** Recorded information follows **

PR #2390, opened 2023-12-15
fix(argo-cd): Resolve metrics label mismatch between ServiceMonitor and controller

jessebye:
This PR resolves a mismatch in the labelSelector used in the ServiceMonitor vs. the actual labels for the controller.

** End of Recorded information **

> **What needs to be done**
Extract all of the data above without altering anything.

> **Solved problem**
PR #2390, opened 2023-12-15
fix(argo-cd): Resolve metrics label mismatch between ServiceMonitor and controller

jessebye:
This PR resolves a mismatch in the labelSelector used in the ServiceMonitor vs. the actual labels for the controller.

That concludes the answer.